# Difc



## Sayeed (Aug 12, 2011)

Hello,
I am a wall street professional (BA/PM) in New York.
I am trying to locate anybody who works at DIFC or knows of how I can try to get employment there. I think its starting to shape up well now with Nasdaq Dubai starting and would like to make a move out ther. If any body has any information they can share it will be greatly appreciated.
Thank you,
Sayeed.


----------



## saima1215 (May 31, 2010)

Sayeed said:


> Hello,
> I am a wall street professional (BA/PM) in New York.
> I am trying to locate anybody who works at DIFC or knows of how I can try to get employment there. I think its starting to shape up well now with Nasdaq Dubai starting and would like to make a move out ther. If any body has any information they can share it will be greatly appreciated.
> Thank you,
> Sayeed.


Hey I'm from New York as well. I'm sure you want to make a move out of there now since the economy has completely dropped. The market is so bad right now I don't blame you. There are lots of companies located in DIFC. You may want to do a google search and find companies you may be interested in and apply directly online. Good luck on your job hunt!


----------



## Sayeed (Aug 12, 2011)

saima1215 said:


> Hey I'm from New York as well. I'm sure you want to make a move out of there now since the economy has completely dropped. The market is so bad right now I don't blame you. There are lots of companies located in DIFC. You may want to do a google search and find companies you may be interested in and apply directly online. Good luck on your job hunt!
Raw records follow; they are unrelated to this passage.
PR #7604, opened 2022-11-07
Update col default & null handling

### LINKED ISSUE #7594: Defaults are still not what the condition expects?
From #7424

In this case, I was testing with db_change_column function and MySQL.
If you send `default => ''`

This line
https://github.com/SimpleMachines/SMF/blob/aa2f168c69e5286222bae88a11c36edd3ce9368f/Sources/DbPackages-mysql.php#L464

Will return the following: `"''",` which is not the same that is expected below:
https://github.com/SimpleMachines/SMF/blob/aa2f168c69e5286222bae88a11c36edd3ce9368f/Sources/DbPackages-mysql.php#L473

This causes the query to fail when changing a column with a primary key. If the column is **auto**, it doesn't have an empty value, which brings up the same issue as above because it will get that assigned and attempt to set a `DEFAULT ''`, which fails.

sbulen:
Fixes #7594 

Testing for both mysql & pg are complete.

Changes needed were:
 - Properly distinguish between NULL and not-specified defaults in db_list_columns
 - Fix lots of issues with nullable settings not being honored...
 - Honor the 'carry forward what's not overridden' rule consistently, for both pg & mysql
 - Add explicit support for dropping defaults (a new 'drop_default' option)

### DIFF
--- a/Sources/DbPackages-mysql.php
+++ b/Sources/DbPackages-mysql.php
@@ -436,7 +436,7 @@ function smf_db_change_column($table_name, $old_column, $column_info)
 	// Get the right bits.
 	if (!isset($column_info['name']))
 		$column_info['name'] = $old_column;
-	if (!isset($column_info['default']))
+	if (!array_key_exists('default', $column_info) && isset($old_info['default']) && empty($column_info['drop_default']))
 		$column_info['default'] = $old_info['default'];
 	if (!isset($column_info['not_null']))
 		$column_info['not_null'] = $old_info['not_null'];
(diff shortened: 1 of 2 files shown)


DiegoAndresCortes:
No changes for PG then?
I'll test it at some point this week

sbulen:
Not yet - pg changes coming.  That's why it's still in draft form.

sbulen:
The tests I have performed are as follows:
pg_mysql_chg_col_tests

sbulen:
OK, I am done with the pg side as well.  

In db_change_column, both pg & mysql had issues with changes with default values & changes in whether or not the column was nullable.  Also, mysql & pg behaved very differently with regards to what needed to be specified in db_change_column: pg wanted everything re-specified, where mysql only wanted the changes.  These issues have all been addressed & the behavior of the two have been brought in sync.

**_When given the same request, they must make the same updates, otherwise, mods don't have a chance of behaving properly._**

live627:
The commit I just pushed handles `null` defaults properly in `db_list_columns` on pgsql whereas before it was a string.

sbulen:
Hmmm...  I was properly getting null returned - & confirmed, otherwise, none of the other logic would have worked.  

But I like your logic.  It reads more clean.  And my tests still all work properly.  

And most important, under the covers, the old logic would pass null values to preg_match, and generate an internal error that was suppressed.  Your logic doesn't do that.  Cleaner flow.

live627:
I was using an adaptation of `test-7420.php` by @jdarwood007 

tbl

jdarwood007:
That refers to issue #7420 I named all the test files after the issue they where related to fixing.

sbulen:
Those tests appear to be nullable flag tests - and are checking whether the nullable flag is being set properly on a dummy varchar(1) column.  And on the nullable fields, it looks like the default was in fact NULL.  

We're looking at the _defaults_, not the _types_.  You cannot have a data type of null.  

And the good news is that in my tests, the _defaults_ were null as expected, where expected, both before & after your change.  

We're good!  😀

jdarwood007:
So the test file is flawed?  Got a revision we should put on it then?

sbulen:
I think the above is probably OK...  Depends on if the test was trying to make 3 nullable & set the default to null, and make the other 2 not nullable.  That's what we're seeing. 

Couldn't find the test source.

jdarwood007:
https://github.com/SimpleMachines/SMF/issues/7594#issuecomment-1303541915

I sent up a zip here with all the test files I had.

live627:
> So the test file is flawed?

No,  it's fine. The problem here was that this  PR  initially failed your test.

Thank you Saima, I have been doing just that, looked at Nasdaq and Bloomberg, did not see any job listings that fit my profile therefore I thought of speaking directly with HR over there and am looking for contacts.

The market here is very volatile but so far I am floating ok. hopefully this will pass too.


----------



## AliDifc (May 30, 2012)

You can try Spencer Stuart in the difc .... good recruiters


----------



## AliDifc (May 30, 2012)

you can also call or email difc authority .... I am sure even the difc website would have names of recruitment firms here


----------